Lets talk pizza. I think pizza is one food that most people like, and many people love. I’ve been losing weight and I haven’t given up pizza, and you don’t have to give up pizza either. I’m going to share with you how to make your own healthy pizza, how to order a healthy pizza delivered to you and finally what happens who you end up having pizza in an uncontrolled situation (like traveling or out with friends).

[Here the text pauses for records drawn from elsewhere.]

PR #905, opened 2022-07-08
feat(component): support margin auto

deini:
## What?
Adds support for margin auto. Can be used in any of our margin props, `margin`, `marginTop`, `marginHorizontal`, etc.

Also in their responsive version `margin={{ mobile: 'auto' }}`

## Why?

The photo above shows the building blocks for a healthy pizza. The crust in the picture came from Target, but I’m sure there are lots of options that are just as good. The key here is that it is thin. A big fluffy crust is going to add a lot of calories. If you look at the bottom right hand corner, 1/4 of the crust is 170 calories. When I make pizza, my wife and I eat the whole thing, so we are each getting 340 calories from the crust. The sauce can be about any brand, but be sure to read the calorie and fat count. I’ll often pick up two jars just so I can compare, because not all brands are the same. The cheese is Kraft Fat Free Mozzarella, this is the biggest key, the fat free cheese is what allows me to eat half this pizza and still have a healthy meal. My wife like the reduced fat parmesan from Kraft, so I use a little too. I then add fresh basil, whatever veggies we have on hand that work well on a pizza and grilled chicken breast. (other lean meats are fine too, just be smart about it)
Now, let me tell you what I do not add, ever. OIL – the directions call for it, you don’t need it, you won’t miss it, skip it completely.
I’ll also add that my wife found an aluminum pizza baking disk at Dollar Tree for $1 (anyone not familiar with dollar tree, that is how they work, everything is $1). It is great and this pizza fits perfectly on it and it makes clean up so easy. We buy the Fat Free shredded cheese when they go BOGO at our local grocery store. For example, they were BOGO last week, so we bought 3 and got 3 bags more for free. They make it in Cheddar too, which is great for things like tacos and quesadillas.
I tend to order from Papa John’s more than anyone else. Their pizzas come less greasy than some of their competitors. Here are a couple things to remember: veggies are your friend, pineapple is cool if you like it on pizza, grilled chicken is a great pizza topping, avoid sausage and pepperoni (if you love pepperoni, think about getting a bag of turkey pepperoni and adding it yourself.) Papa John’s has a light cheese option (meaning they give you less cheese, not that the cheese is healthier).
Papa John’s is big into sponsoring sports teams, and often have a code for 50% off the day after a win, for example if you live in Tampa, the code “USFWins” gets you 50% off the day after a USF win in football or basketball. A google search will help you find codes for the teams near you.
Sometimes we are in less control. For example, I took my wife to Chicago for our anniversary in May of 2019. Well, if I am in Chicago, I am going to get a Lou Malnati’s deep dish Chicago pizza. There is no trick to make it healthy, so you just have to manage your day and your portions. Things I might do include, making sure that my other meals that day are lighter, predetermining how much pizza I am going to eat (for example, go with 3 other people, get a small and know we only get 1/4 of it each,) and trying to go when I am not looking for a big meal (lunch instead of dinner).
One last thing, say I’m out with friends and we go somewhere to get pizza and there aren’t any healthy options, get a slice, but try to use a few napkins to remove extra grease from the top of the pizza and the crust. You may be able to take an unhealthy slice and make it ok, but simply blotting off the extra grease.